INTRODUCTION
After the pioneering study of sympatric western lowland gorillas (Gorilla gorilla gorilla) and tschego chimpanzees (Pan troglodytes troglodytes) in Rio Muni (Equatorial Guinea) by Jones & Sabater Pi (1971), several study sites were established in the 1980s in tropical forests where both chimpanzees and gorillas occur (western lowland gorillas and tschego chimpanzees – Gabon: Tutin & Fernandez, 1984, 1993; Tutin et al., 1991; Tutin, Chapter 5; Central African Republic: Carroll, 1988; Fay, 1988; Remis, 1993, 1994; Congo: Kuroda, 1992; Nishihara, 1992, 1994; Mitani et al., 1993; eastern lowland gorillas (Gorilla gorilla graueri) and long-haired chimpanzees (Pan troglodytes schweinfurthii) eastern Zaïre: Yamagiwa et al., 1992, 1994, Chapter 7).
Recent studies at these sites suggest common features of interspecific relationships between gorillas and chimpanzees. Generally, dietary overlap in plant food is great, ranging from about 50% at Kahuzi-Biega (Yamagiwa et al., 1994) to 60–80% at Lopé (Williamson et al., 1990; Tutin & Fernandez, 1993) and Ndoki (Kuroda, 1992).

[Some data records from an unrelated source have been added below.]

PR #1727, opened 2026-09-07
fix(compression): drop the stale dictionary cap and improve logging

joosthooz:
`MAX_INDICES = 1 << 28` was a stale sanity bound predating the HyperLogLog cardinality gate that now guards the real hazard (cudf::dictionary::encode's illegal access on huge high-cardinality inputs) by distinct fraction rather than row count. The row cap only silently forced narrow, high-row-count pins (e.g. TPC-H q12's 5-column lineitem pin at ~276M rows/chunk, orders pins at ~600-900M) to an uncompressed fallback. Dictionary codes index the key set, not rows, so any column a cudf column_view can represent already encodes; replace the cap with size_type max.

Add a per-pin "N/M chunk(s) compressed" INFO line in both the host and device materialize paths. A per-chunk encode failure only WARNs today and silently pins that chunk raw — this class of degradation should never be silent.

Extracted from Felipe's #1391 (exp/fused-scan-filter), where these were bundled with unrelated explorer and scan-manager diagnostic changes.

## Checklist

## References


src/pin_table.cpp
```diff
@@ -696,6 +696,27 @@ host_pin_result materialize_pin_to_host(
...
+  {
+    std::size_t compressed_count = 0;
+    for (auto const& chunk : out.chunks) {
+      if (dynamic_cast<sirius::compressed_host_representation const*>(chunk.get()) != nullptr) {
+        ++compressed_count;
+      }
+    }
+    auto const paths = ingestible.table_info().file_paths();
+    SIRIUS_LOG_INFO("[materialize_pin_to_host] pin '{}': {}/{} chunk(s) compressed{}",
+                    paths.empty() ? "<unknown>" : paths.front(),
```
johanpel: Should this use `data.args.name` instead of `paths.front()`, so duckdb-native tables don't just all return the db path?

src/pin_table.cpp
```diff
@@ -696,6 +696,27 @@ host_pin_result materialize_pin_to_host(
...
+                    compressed_count,
+                    out.chunks.size(),
+                    compressed_count == out.chunks.size()
+                      ? ""
+                      : " — remainder pinned UNCOMPRESSED (see warnings above)");
```
johanpel: Should "see warnings above" only be emitted if there are actual warnings? Does this log also emit when compression is disabled?

johanpel (approved):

Overlap in fruit consumption is particularity high (70–90%) and habitat use patterns are similar. Thus, they share a similar niche and ecological competition is likely to occur between these two ape species (Tutin & Fernandez, 1985, 1993; Williamson et al., 1990; Kuroda, 1992). Low population densities of gorillas and chimpanzees in Lopé and Kahuzi-Biega might partly be due to this competition (Tutin & Fernandez, 1985; Yamagiwa et al., 1992).